Problem
Counting the line with "really need it?" as the last one, copy out the lines of the data exactly from the first onward.

Task material
PR #2374, opened 2020-08-19
use 6.0 branch for github import

DeltaNedas:
all 6.0 mods i know of use this for the 6.0 port.
revert when 6.0 is ready to be the default version.

### DIFF
--- a/core/src/mindustry/ui/dialogs/ModsDialog.java
+++ b/core/src/mindustry/ui/dialogs/ModsDialog.java
@@ -106,7 +106,7 @@ public class ModsDialog extends BaseDialog{
                             Core.settings.put("lastmod", text);
 
                             ui.loadfrag.show();
-                            Core.net.httpGet("http://api.github.com/repos/" + text + "/zipball/master", loc -> {
+                            Core.net.httpGet("http://api.github.com/repos/" + text + "/zipball/6.0", loc -> {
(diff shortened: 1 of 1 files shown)


Anuken:
It should only use the 6.0 branch if it's sure that the branch exists.

Remint32:
@Anuken If a mod maker writes a mod for 6.0, then he knows what he is doing and it will not be difficult for him to make a branch 6.0

Anuken:
> @Anuken If a mod maker writes a mod for 6.0, then he knows what he is doing and it will not be difficult for him to make a branch 6.0. At the moment, you need to create two separate repositories if you want to make an existing mod for 6.0.

It's not guaranteed that the person would know what they're doing, especially considering this 6.0-branch switch isn't documented anywhere. If someone happened to make a mod that functions as a file but fails github import with a cryptic 404, it wouldn't be immediately obvious what the problem is.

> We have two versions at the same time. We have a separate list of official servers for versions. Why don't we have such a division for mods, given that developers really need it?

What does this have to do with my message? I didn't say anything about having *no division*. I'm saying that *if* the mod system uses a 6.0 branch by default, it should at least check that the branch exists (e.g. does not 404) to prevent confusion and unnecessary bug reports.

DeltaNedas:
yeah ill add master fallback soon

ILiekMelons:
soon

PR #2382, opened 2020-08-19
Server disable schematic option

J-VdS:
Some servers like to disable schematics ex to prevent (NSFW) pixelart.
And this was also requested by some plugin makers.

It works like the `reactorExplosions` rule. You can disable schematics via:
`rules add schematicAllowed true`

## How does it affect the player?
1. The schematic button is disabled or greyed out.
afbeelding

2. If you use the schematic keybind `T` or copy  keybind `F` an error message gets printed on the screen.
afbeelding


J-VdS:
I could add this to the editor too.

DeltaNedas:
1 line edit for furries with custom clients
alternatively you could have mods to ban anyone placing nsfw schematics
the real reason is that noobs abuse schematics but that would take a community change or good plugin not an easily bypassable boolean

J-VdS:
@DeltaNedas the problem is harder than you think it is. If you really want to try smth. It takes more effort that is all. And you cannot really block schematics via a plugin.

BlueWolf3682:
I support this entirely, indeed I've even mention this idea to Quezler as an idea cause honestly, spamming schematics isn't the way to play mindustry, and I feel like the schematics option should be removed entirely from the game.

ILiekMelons:
I don't think the copy keybind should be on the same rule imo

J-VdS:
> 
> 
> I don't think the copy keybind should be on the same rule imo

Yeah I was thinking about this. But if you plan to go the "block packets"-way a server will not know the difference between copy and schematic.

I will add the change (for now). Should you still be able to save a schematic?

ILiekMelons:
> > 
> > 
> > I don't think the copy keybind should be on the same rule imo
> 
> Yeah I was thinking about this. But if you plan to go the "block packets"-way a server will not know the difference between copy and schematic.
> 
> I will add the change (for now). Should you still be able to save a schematic?

i dont see why not given that you can just download the whole map anyway

markozajc:
this is just one more thing that'll make people use a custom client with this feature disabled since there's no way to make it a server side check, meaning you're just restricting an opensource and easily moddable client

stuffyAI:
> schematics option should be removed entirely from the game

People gotta remember the builds and do them manually you say?
Sure there are some 4heads that spam their massive air to power schematics before you have copper but any efficient factory builder qutilizes schematics due to bridge intersections and block settings, they are also shareable so newer players can utilize more complex ones to understand some of the tricks.



> that'll make people use a custom client with this feature disabled since there's no way to make it a server side check

One first way catch would be denying placing multiple different blocks instantly, this could be done via plug-in even, which would require the custom client to buffer schematics purely client side until the server registers separate placements.

markozajc:
doesn't matter if the idea is good or not, there's absolutely no way to implement it reliably. it's the same as uuid bans, you can just modify the source (or easier, download a custom client) to spoof it.

Shawak:
> air to power schematics before you have copper
I feel like this is more a game balancing problem

J-VdS:
> 
> 
> > schematics option should be removed entirely from the game
> 
> People gotta remember the builds and do them manually you say?
> Sure there are some 4heads that spam their massive air to power schematics before you have copper but any efficient factory builder qutilizes schematics due to bridge intersections and block settings, they are also shareable so newer players can utilize more complex ones to understand some of the tricks.
> 
> > that'll make people use a custom client with this feature disabled since there's no way to make it a server side check
> 
> One first way catch would be denying placing multiple different blocks instantly, this could be done via plug-in even, which would require the custom client to buffer schematics purely client side until the server registers separate placements.

`could be done with a plugin` No it isn't easy to detect it. I tried it. And most of the solutions are not failproof. 
You could check for buildqueue size and detect big grows but a bad internet connection could mess things up pretty quickly.

`new players can learn new things` This true but I see a lot of players just grabbing/copying schematics from discord and some are bad/require a ton of resources.

Quezler:
(responding to the original post, haven't read the rest of it in here yet)

while i do like the idea of the schematic library being unavailable / greyed out, i oppose the idea of not allowing people to `F` (pun intended), since that will only allow you to clone structures already on the map, while this does allow for spamming of stuff initially build by hand i do believe it would be far to annoying to not have access to it at all 🤔

J-VdS:
> 
> 
> (responding to the original post, haven't read the rest of it in here yet)
> 
> while i do like the idea of the schematic library being unavailable / greyed out, i oppose the idea of not allowing people to `F` (pun intended), since that will only allow you to clone structures already on the map, while this does allow for spamming of stuff initially build by hand i do believe it would be far to annoying to not have access to it at all 🤔

I allowed copying in a later commit. But you can't detect the difference between copying/schematics serverside.

Quezler:
well there is no stopping custom clients from using or mimicking schematics anyways, you can only ask the client nicely 🤔

stuffyAI:
> I feel like this is more a game balancing problem.

No, I meant that 4heads try to place their overdriven air to power shematics before you even have the stuff to build it and waste all resources, if there is so much space that air to power is the main power source it's the map design or fault

core/src/mindustry/game/Rules.java
```diff
@@ -38,6 +38,10 @@
     public boolean canGameOver = true;
     /** Whether reactors can explode and damage other blocks. */
     public boolean reactorExplosions = true;
+    /** Whether schematics are allowed */
+    public boolean schematicAllowed = true;
+    /** Whether copying is allowed */
+    public boolean copyAllowed = true;
```
Anuken, line 44: I don't think this should be changeable by servers. Copying is very useful, and doesn't have the same issues that schematics may have.

core/src/mindustry/input/DesktopInput.java
```diff
@@ -402,6 +403,8 @@ void pollInput(){
         if(Core.input.keyTap(Binding.schematic_menu) && !Core.scene.hasKeyboard()){
             if(ui.schematics.isShown()){
                 ui.schematics.hide();
+            }else if(!state.rules.schematicAllowed) {
+                ui.showInfoToast("@schematic.disabled", 3f);
```
Anuken, line 407: People should still be able to save and view schematics, even if the option is disabled. Instead of preventing access to the menu, simply popup a dialog when they click a schematic in the menu instead.

Anuken (changes requested):

core/src/mindustry/game/Rules.java
J-VdS: I will push a new version with some major changes, so I will close this if it is fine.

core/src/mindustry/input/DesktopInput.java
J-VdS: I will push a new version with some major changes, so I will close this if it is fine.

Anuken:
closing, as per comment

J-VdS:
new PR  #2660

PR #2383, opened 2020-08-20
make arc cost silicon

DeltaNedas:
costs 20 here

reasoning: shock mine takes silicon, why shouldn't arc

### DIFF
--- a/core/src/mindustry/content/Blocks.java
+++ b/core/src/mindustry/content/Blocks.java
@@ -1476,7 +1476,7 @@ public class Blocks implements ContentList{
         }};
 
         arc = new PowerTurret("arc"){{
-            requirements(Category.turret, with(Items.copper, 35, Items.lead, 50));
+            requirements(Category.turret, with(Items.copper, 35, Items.lead, 50, Items.silicon, 20));
             shootType = new LightningBulletType(){{
                 damage = 21;
                 lightningLength = 25;


ILiekMelons:
no

ifritdiezel:
I see this as a better way to nerf arc. Increasing power consumption doesn't affect it's overpowered mechanic anyhow and adding silicon cost at least makes it unusable in first waves.

ThatOneBepis:
Congrats
you jxhn'd the concept

ritzip:
hail time

BasedUser:
do keep in mind that arc already costs a buttload of power

Ilya246:
20 silicon is too much - it should be at most 10, considering the recent 3x power consumption increase

ILiekMelons:
it's already going to delete our power and now it's trying to delete our silicon

BasedUser:
> https://github.com/Anuken/Mindustry/pull/2383#issuecomment-677568008
silicon is already used way too much, i'm thinking titanium instead

BlueWolf3682:
the arc is a powerful turret, yes, but if one has to make silicon then might as well just use lancers, as when used right they're much more powerful than arcs. as well as something else: combustion gens, small batteries, power nodes, they only cost copper and lead. the only way that this turret should be further nerfed is simply less damage.

BlueWolf3682:
the arc is a powerful turret, yes, but if one has to make silicon then might as well just use lancers, as when used right they're much more powerful than arcs. as well as something else: combustion gens, small batteries, power nodes, they only cost copper and lead. the only way that this turret should be further nerfed is simply less damage.

BlueWolf3682:
the arc is a powerful turret, yes, but if one has to make silicon then might as well just use lancers, as when used right they're much more powerful than arcs. as well as something else: combustion gens, small batteries, power nodes, they only cost copper and lead. the only way that this turret should be further nerfed is simply less damage.

BlueWolf3682:
the arc is a powerful turret, yes, but if one has to make silicon then might as well just use lancers, as when used right they're much more powerful than arcs. as well as something else: combustion gens, small batteries, power nodes, they only cost copper and lead. the only way that this turret should be further nerfed is simply less damage.

BlueWolf3682:
the arc is a powerful turret, yes, but if one has to make silicon then might as well just use lancers, as when used right they're much more powerful than arcs. as well as something else: combustion gens, small batteries, power nodes, they only cost copper and lead. the only way that this turret should be further nerfed is simply less damage.

ILiekMelons:
blue calm down

BlueWolf3682:
Wasn't supposed to send multiple times, I have encountered this issue before on discord

markozajc:
20 seems a bit much since arc is an early to mid game turret after all, but I'm all in with the idea of making it cost silicon in the first place

ritzip:
the problem is spam and less damage will either make it be spammed more or useless.

ritzip:
this also makes arcs have a long build time(pvp lmao)

gen-NA-owl:
How about make arc cost 5-10 silc and make lancers also take 25 titanium to build(so arcs are unlocked sooner than lancers)

GlennFolker:
> costs much power
battery exists

Anuken:
The power nerf is enough.

PR #2390, opened 2020-08-20
Update UnitTypes.java

Dexapnow:
Nerfed alpha, I'm not sure if that hight nerf in necessary but "dart rushing" is still a thing.


Anuken:
That's a typo, the damage is supposed to be *0.095* (10x less, which should be sufficient).

PR #2412, opened 2020-08-24
make input fields public

DeltaNedas:
a thing was moved from public player to private input handler and broke my mod h


ILiekMelons:
~~doesnt this mean you just need to fix your mod~~

DeltaNedas:
yes which i cant do without this pull
how else can i get player's target?

Anuken:
I'm not a fan of making half the fields public and half of them private with no particular order. It's inconsistent.

DeltaNedas:
ok
also i forgot some cool line drag stuff too so it was a good idea to go over it again

sk7725:
YES THANK YOU

PR #2420, opened 2020-08-25
Indonesian translation

DaGamerFiles:
~~Still hasn't done yet~~
Completed as of September 16th, 2020.


DaGamerFiles:
Translated both bundle_in_ID.properties (some lines from #2513 included) and Indonesian translation for Google Play Store.

PR #2451, opened 2020-08-28
Make unloaders as fast as titanium conveyors

Catchears:
Previously, unloaders were a tiny bit slower than titanium conveyors which annoyed multiple players because it didn't quite match up. So I went ahead and set the speed to match the speed of the titanium conveyors.


Quezler:
_**sad plastanium conveyor noises**_

summetdev:
~~well, add plastanium unloader~~

Quezler:
~~i think one unloader is more than enough, and blue/purple tier speed match is plenty~~

ILiekMelons:
~~inf speed unloader~~

Anuken:
No. I already made them slightly faster in v6.

potatoisagender:
catchears attempts to rectify my note.

PR #2464, opened 2020-08-30
Update servers_be.json

way-zer:
A bleeding-edge server from China, with lots of plugins


RandomTNT:
I think ye

RandomTNT (commented):
I think, if it contains toxic, remove immediately

way-zer:
How do you think that? I don't even want to reply you.

PR #2483, opened 2020-09-04
Update MapResizeDialog.java

BasedUser:
small change for insignificant ram usage

### DIFF
--- a/core/src/mindustry/editor/MapResizeDialog.java
+++ b/core/src/mindustry/editor/MapResizeDialog.java
@@ -8,7 +8,7 @@ import arc.util.*;
 import mindustry.ui.dialogs.*;
 
 public class MapResizeDialog extends BaseDialog{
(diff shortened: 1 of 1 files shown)


imreallybadatnames:
ok

Quezler:
now make minsize a multiple of 2 as well 👀

summetdev:
~~how about remove map size limits~~

Quezler:
_haha ram goes brrr!_

DeltaNedas:
map size limits shouldn't be final so it's easy to change in f8 rather than recompile for a tiny change

BasedUser:
how about I shoot your computer in the CPU

Anuken:
The limit isn't 500 because of RAM limits, it's 500 because that's a nice round number that can easily be split into chunks of 100/50. There's no reason to use 512 here.

PR #3504, opened 2020-11-21
Prevent RhinoJS from having a stroke when you try to use `range()` on bullets

MEEPofFaith:


GlennFolker:
java superior

Anuken:
It's better to change the property name instead.

MEEPofFaith:
?

Issue #3488, opened 2020-11-20
tile.setFloorNet(<liquid>) not updating visually


Quezler:
**Platform**: `mac`

**Build**: `11414`

**Issue**: `the tar floor doesn't show until the user uses /sync:`

(doesn't seem to work when replacing both ground & other liquids)

**Steps to reproduce**: `tried to make server sided oil spills in the puddle class:`

```
                p.lastRipple(Time.time());

//                if(tile.floor().liquidDrop == Liquids.water){
                    tile.setFloorNet(Blocks.tar);
//                }
```

(minimap does in fact show the update, so is at least received by the clients, its just not re-rendering the floor)

---

*Place an X (no spaces) between the brackets to confirm that you have read the line below.*  
- [x] **I have searched the closed and open issues to make sure that this pr oil blem has not already been refined.**

Anuken:
Automatic updating of floors is disabled indefinitely. It cause massive memory usage problems on low-end devices even when updates didn't occur.

Quezler:
ah, unfortunate to hear, gotta scrap some ideas then 😓 

should/shall i make a pull request to remove all references to `setFloorNet` since you've mentioned `indefinitely` ?

PR #3507, opened 2020-11-21
Add remote call for world.endMapLoad

Quezler:
so as discussed in #3488 floor (& wall/darkness) setnet's can't visually update it due to performance reasons.

however, `world.endMapLoad()` gives the desired effect as well.

currently (& in version `5`) the only way around this restriction is to send **the entire map** over again.

this call would simply allow for the (bulk) of changes already sent via setnets to visually update at once.

---

on the version 5 nydus server it got "solved" by tagging the player object with an array of tiles and forcing a sync if the player got close enough to one, aka: "being in an area that significantly changed", so the sync was entirely optional if you worked on another spot of the map, due to fully syncing taking a good solid second most of the time.

with this (on my desktop) it visually updates in the blink of an eye, and i doubt mobile users will have to much problems if this is used few and far in between (maybe several calls per minute, not per second to update small details)

---

i am not sure whether or not this has some side effects, but it just seems to do what i need: reloading world visuals :) 🌍

### DIFF
--- a/core/src/mindustry/core/NetClient.java
+++ b/core/src/mindustry/core/NetClient.java
@@ -370,6 +370,11 @@ public class NetClient implements ApplicationListener{
             netClient.disconnectQuietly();
         });
     }
+    
+    @Remote(variants = Variant.both)
+    public static void endMapLoad(){
+        world.endMapLoad();
+    }
 
     @Remote(variants = Variant.one)
     public static void setPosition(float x, float y){


Quezler:
unintended side effect 1: the building menu resets back to the first category (though normal with a sync)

Task solution
PR #2374, opened 2020-08-19
use 6.0 branch for github import

DeltaNedas:
all 6.0 mods i know of use this for the 6.0 port.
revert when 6.0 is ready to be the default version.

### DIFF
--- a/core/src/mindustry/ui/dialogs/ModsDialog.java
+++ b/core/src/mindustry/ui/dialogs/ModsDialog.java
@@ -106,7 +106,7 @@ public class ModsDialog extends BaseDialog{
                             Core.settings.put("lastmod", text);
 
                             ui.loadfrag.show();
-                            Core.net.httpGet("http://api.github.com/repos/" + text + "/zipball/master", loc -> {
+                            Core.net.httpGet("http://api.github.com/repos/" + text + "/zipball/6.0", loc -> {
(diff shortened: 1 of 1 files shown)


Anuken:
It should only use the 6.0 branch if it's sure that the branch exists.

Remint32:
@Anuken If a mod maker writes a mod for 6.0, then he knows what he is doing and it will not be difficult for him to make a branch 6.0

Anuken:
> @Anuken If a mod maker writes a mod for 6.0, then he knows what he is doing and it will not be difficult for him to make a branch 6.0. At the moment, you need to create two separate repositories if you want to make an existing mod for 6.0.

It's not guaranteed that the person would know what they're doing, especially considering this 6.0-branch switch isn't documented anywhere. If someone happened to make a mod that functions as a file but fails github import with a cryptic 404, it wouldn't be immediately obvious what the problem is.

> We have two versions at the same time. We have a separate list of official servers for versions. Why don't we have such a division for mods, given that developers really need it?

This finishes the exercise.